[[ Material to process open ]]
PR #172, opened 2021-01-29
feat: use chi tokens for harvest and tend

### LINKED ISSUE #21: Add CHI support for strategies
As discussed would be useful for `harvest()` calls which should be called even with 500 gwei.

steffenix:
closes #21


steffenix:
Looking at the doc, I don't see a way to mock the contract, since tests aren't forking mainnet, I am looking for suggesting on how to get the CHI contract on `0x0000000000004946c0e9F43F4Dee607b0eF1fA1c`

fubuloubu:
You would have to reconfigure it to fork mainnet, which would make thw test suite slower.

However, I think you can use `network.connect("mainnet-fork")` to connect mid-test

steffenix:
> You would have to reconfigure it to fork mainnet, which would make thw test suite slower.
> 
> However, I think you can use `network.connect("mainnet-fork")` to connect mid-test

I have decided to make the chiToken optional and can be set if needed.

contracts/BaseStrategy.sol
```diff
@@ -225,6 +233,16 @@ abstract contract BaseStrategy {
...
     }
+    modifier useChi() {
+        if (address(chiToken) == address(0)) {
+            _;
+            return;
+        }
+        uint256 gasStart = gasleft();
+        _;
+        uint256 gasSpent = 21000 + gasStart - gasleft() + 16 * msg.data.length;
+        chiToken.freeFromUpTo(msg.sender, (gasSpent + 14154) / 41130);
```
fubuloubu, line 244: comment on some of these literal values

steffenix: ok will add.

steffenix: I can't find proper explanation from the devs about the literal values.

The formula is from https://1inch-exchange.medium.com/1inch-introduces-chi-gastoken-d0bd5bb0f92b

steffenix:
Could not reproduce the test error on my machine (tried using both test and coverage) is there some flakiness on the tests?

contracts/BaseStrategy.sol
mushroomsforest: the last value in above link is `41947` ?
```
chi.freeFromUpTo(msg.sender, (gasSpent + 14154) / 41947);
```

steffenix: So 41947 would be the amout of gas saved by each CHI burnt.
14154 my guess is the gas used by freeFromUpTo.

fubuloubu:
@steffenix yes that is CI flakiness

tests/functional/conftest.py
```diff
@@ -51,8 +51,14 @@ def keeper(accounts):
...
 @pytest.fixture
-def strategy(gov, strategist, keeper, token, vault, TestStrategy):
+def chiToken(gov, ChiToken):
+    yield gov.deploy(ChiToken)
+
+
+@pytest.fixture
+def strategy(gov, strategist, keeper, token, vault, TestStrategy, chiToken):
     strategy = strategist.deploy(TestStrategy, vault)
+    strategy.setChiToken(chiToken.address, {"from": gov})
```
fubuloubu, line 61: Remove `strategy.setChiToken()` from here and add another test with it activated to show that it works with or without this feature added

fubuloubu (changes requested):
One suggested change, and then it would be nice if you could test this on Ropsten or another testnet and point to that txn hash showing it integrates properly.

If it's only on mainnet, we can try it ourselves.

contracts/BaseStrategy.sol
mushroomsforest: make 100% sense to me man. so it is a heuristic magic value then

tests/functional/conftest.py
steffenix: > One suggested change, and then it would be nice if you could test this on Ropsten or another testnet and point to that txn hash showing it integrates properly.
> 
> If it's only on mainnet, we can try it ourselves.

So you have a deployment guide?

steffenix:
> One suggested change, and then it would be nice if you could test this on Ropsten or another testnet and point to that txn hash showing it integrates properly.
> 
> If it's only on mainnet, we can try it ourselves.

Is there a deployment guide that I can look into?

steffenix:
@fubuloubu how can I deploy the project to one of the testnets? I need some doc on how to use the deploy scripts.

fubuloubu:
> @fubuloubu how can I deploy the project to one of the testnets? I need some doc/tips on how to use the deploy scripts.

The deploy script might be specific to mainnet now, we should fix that.

To get a feel for how it workz, run:
`brownie run deploy --network mainnet-fork`

If you havent added an address yet for your accounts, do:
`brownie account add`

steffenix:
Having a hard time using the script even on mainnet-fork.

```
Running 'scripts/deploy.py::main'...
You are using the 'mainnet-fork' network
Account (1): 1
Enter the password to unlock this account:
You are using: 'dev' [0xa7D1E564611Ff3e0eB8AA4eB5d752a6c0c337918]
Vault Registry [v2.registry.ychad.eth]:
Found ENS 'v2.registry.ychad.eth' [0xE15461B18EE31b7379019Dc523231C57d1Cbc18c]
Deploy Experimental Vault [y/N]: y
ERC20 Token: 0x6b175474e89094c44da98b954eedeac495271d0f
I'm sorry, but '0x6b175474e89094c44da98b954eedeac495271d0f' is not a checksummed address or valid ENS record
```

fubuloubu:
> 0x6b175474e89094c44da98b954eedeac495271d0f

Should be `0x6B175474E89094C44Da98b954EedeAC495271d0F`

steffenix:
ok got it.

Now trying to deploy on testnet from scratch I need first to get an instance of `v2.registry.ychad.eth` is there any testnet with it available?

steffenix:
@fubuloubu working! https://kovan.etherscan.io/tx/0x1cd70db49c5aaf7f519d04eae2e05dac273044881f0c081396f80300004e8ba3

contracts/BaseStrategy.sol
fubuloubu:
```suggestion
        // NOTE: Per EIP-2028, gas cost is 16 per (non-empty) byte in calldata
        uint256 gasSpent = 21000 + gasStart - gasleft() + 16 * msg.data.length;
        // NOTE: 41947 is the estimated amt of gas refund realized per CHI redeemed
        // NOTE: 14154 is the estimated cost of the call to `freeFromUpTo`
        chiToken.freeFromUpTo(msg.sender, (gasSpent + 14154) / 41130);
```

fubuloubu:
@steffenix beautiful! add the one comment and we are good to go on this

fubuloubu (approved):

contracts/BaseStrategy.sol
```diff
@@ -228,6 +236,16 @@ abstract contract BaseStrategy {
...
         _;
     }
+    modifier useChi() {
+        if (address(chiToken) == address(0)) {
+            _;
+            return;
+        }
+        uint256 gasStart = gasleft();
+        _;
+        uint256 gasSpent = 21000 + gasStart - gasleft() + 16 * msg.data.length;
```
fubuloubu, line 246: Actually, now that I think about it, there could be issues with this math, or at least it is not clear to me if a possible overflow issue could happen.

Would this be the correct way to describe the calculation? (Should not be liable to overflow)
```suggestion
        uint256 gasSpent = (gasStart - gasleft()) + 21000 + (16 * msg.data.length);
```

contracts/BaseStrategy.sol
```diff
@@ -228,6 +236,16 @@ abstract contract BaseStrategy {
...
+        chiToken.freeFromUpTo(msg.sender, (gasSpent + 14154) / 41130);
```
fubuloubu, line 247: Is there a way to check the balance of tokens available? or does `freeFromUpTo` automatically take this into account?

dougstorm (approved):
LGTM! main assumption stands is that we trust strategist to use a valid chiToken, even so only potential malicious entry point is the `freeFromUpTo` function with those nothing with strategy state or balance that i can think of.

contracts/BaseStrategy.sol
steffenix: Yes it does  automatically take this into account the number of token that can be used.

lbertenasco (changes requested):
The PR looks good and the code works.

But I'd rather not have this as part of the `BaseStrategy` code.

I'd love to see if we can build a keep3r meta-job (uses SugarMommy to pay for it's work) that allows us to deploy contracts :)

This way we only pay with our self minted KP3R credits.

WDYT?

If not, it might also be a good idea to directly use https://github.com/emilianobonassi/gas-saver-deployer and avoid adding non-strategy related code into `BaseStrategy`

steffenix:
keep3r and using a gas token are complementary, the gas token by burning smart contracts will reduce the gas cost of the contract execution while keep3r are used to pay people that are harvesting yearn vaults.

With keeper it's not required to add gas token to harvest and tend but I can suggest adding it to keep3r jobs.

sambacha:
For what its worth, you would save even more using LGT: [matnad/liquid-gas-token](https://github.com/matnad/liquid-gas-token)

Also, my understanding is that the gas refund mechanism is supposed to be eliminated in the hardfork that includes EIP1559.

fubuloubu:
> Also, my understanding is that the gas refund mechanism is supposed to be eliminated in the hardfork that includes EIP1559.

Wonder if we should look into uGAS-like models instead

steffenix:
https://github.com/ethereum/EIPs/pull/3298

Issue #171, opened 2021-01-28
Change Rate Limit feature to Min/Max per Harvest Event


fubuloubu:
Supercedes: #11

The rate limit feature hasn't been working as expected (see #11), and leads to unpredictable behavior of `harvestTrigger` because `creditAvailable` can change it's value based on the current timestamp.

The idea behind this feature is to change the `StrategyParams` structure to have a maximum (and minimum) amount of credit necessary to perform a fund transfer to the Vault.

The minimum value would allow us to ensure Strategies like @Macarse's HEGIC lot strategies only trigger a harvest when a full lot is available to transfer to it.

Issue #11, opened 2020-10-14
Rate Limiting algorithm doesn't work under status change events


fubuloubu:
- [ ] Emergency exit from `False` to `True`gives the rate limit from the last block reported (which is earlier than when the reset happens)
- [ ] reseting debt limit on a strategy back to nonzero value (following `revokeStrategy`) uses the last block reported (which is earlier than when the reset happens)

PR #173, opened 2021-01-29
feat: change "rate limit" feature to min/max harvest debt size params

fubuloubu:
fixes: #11
fixes: #171 

This change allows the Vault to specify a minimum and maximum size to the credit increase per harvest for a given strategy. This functionality is more predictable than the previous rate limit functionality, as the values do not vary with time, and it gives a deeper control over the parameters of the debt increase.

With this change, governance should be aware that there is effectively no rate limit anymore, and should balance `StrategyParams.maxDebtIncrease` and `BaseStrategy.minHarvestPeriod` to achieve the desired rate limit functionality.


dougstorm (approved):
LGTM! ill let @Macarse also give the green flag since he is the main client of this change

contracts/BaseStrategy.sol
```diff
@@ -549,6 +573,9 @@ abstract contract BaseStrategy {
         // Should not trigger if Strategy is not activated
         if (params.activation == 0) return false;
 
+        // Should not trigger if we havebn't waited long enough since previous harvest
```
Macarse, line 576: typo `havebn't`

contracts/Vault.vy
```diff
@@ -1323,17 +1360,21 @@ def _creditAvailable(strategy: address) -> uint256:
...
-    return min(available, self.token.balanceOf(self))
-
+    available = min(available, self.token.balanceOf(self))
+
+    # Adjust by min and max borrow limits (per harvest)
+    # NOTE: min increase can be used to ensure that if a strategy has a minimum
+    #       amount of capital needed to purchase a position, it's not given capital
+    #       it can't make use of yet.
+    # NOTE: max increase is used to make sure each harvest isn't bigger than what
+    #       is authoirized. This combined with adjusting min and max periods in
```
Macarse, line 1372: `authoirized`

contracts/Vault.vy
```diff
@@ -1323,17 +1360,21 @@ def _creditAvailable(strategy: address) -> uint256:
...
+    #       `BaseStrategy` can be used to effect a "rate limit" on capital increase.
+    if available < strategy_minDebtPerHarvest:
+        return 0
+    else:
+        return min(available, strategy_maxDebtPerHarvest)
```
Macarse, line 1377: this means that if I create a hegic vault, users deposit 888_000 * 10. I would need to do 10 harvests to fill a strategy.

Macarse (changes requested):
If I understand everything correctly, you are limiting credit based on a min/max but you are not doing anything with the debt ratio.

Here's a counter-example of why this is not helpful.

I start a Hegic vault with:
 - Cream strategy as withdrawal buffer
 - Eth lot buyer
 
I want a healthy debt ratio of 5% cream, 95% lot buyer.
cream would be 0, unlimited
lot buyer would be 888k, 888k

Users deposit 100k hegic to the vault.
5k would go to cream and 0 to the lot buyer.

contracts/BaseStrategy.sol
fubuloubu:
```suggestion
        // Should not trigger if we haven't waited long enough since previous harvest
```

contracts/Vault.vy
fubuloubu:
```suggestion
    #       is authorized. This combined with adjusting min and max periods in
```

contracts/Vault.vy
fubuloubu: yes

Macarse (approved):

PR #178, opened 2021-02-01
Add minime style token balance snapshots

andy8052:
This is a solution to [issue 170](https://github.com/iearn-finance/yearn-vaults/issues/170) to add token balance tracking to the vaults. It tracks user balances with `SnapshotEvents` and the total supply when that value is changed by vault deposits or withdraws.


andy8052:
Updated look good @fubuloubu thanks for helping out here

fubuloubu (changes requested):
Merge is blocked, pending further discussion on how this change would be used

fubuloubu:
Closing in favor of #167

PR #182, opened 2021-02-02
fix: deploy script uses list

fubuloubu:
Just a quick fix to the deployment script


fubuloubu:
if someone could :+1: we can merge

Macarse (approved):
[[ Material to process closed ]]
* **What to produce**
The reply should hold only the lines from the top of the records through the line that has "steffenix: ok will add.", each one exact.

* **Answer to this problem**
PR #172, opened 2021-01-29
feat: use chi tokens for harvest and tend

### LINKED ISSUE #21: Add CHI support for strategies
As discussed would be useful for `harvest()` calls which should be called even with 500 gwei.

steffenix:
closes #21


steffenix:
Looking at the doc, I don't see a way to mock the contract, since tests aren't forking mainnet, I am looking for suggesting on how to get the CHI contract on `0x0000000000004946c0e9F43F4Dee607b0eF1fA1c`

fubuloubu:
You would have to reconfigure it to fork mainnet, which would make thw test suite slower.

However, I think you can use `network.connect("mainnet-fork")` to connect mid-test

steffenix:
> You would have to reconfigure it to fork mainnet, which would make thw test suite slower.
> 
> However, I think you can use `network.connect("mainnet-fork")` to connect mid-test

I have decided to make the chiToken optional and can be set if needed.

contracts/BaseStrategy.sol
```diff
@@ -225,6 +233,16 @@ abstract contract BaseStrategy {
...
     }
+    modifier useChi() {
+        if (address(chiToken) == address(0)) {
+            _;
+            return;
+        }
+        uint256 gasStart = gasleft();
+        _;
+        uint256 gasSpent = 21000 + gasStart - gasleft() + 16 * msg.data.length;
+        chiToken.freeFromUpTo(msg.sender, (gasSpent + 14154) / 41130);
```
fubuloubu, line 244: comment on some of these literal values

steffenix: ok will add.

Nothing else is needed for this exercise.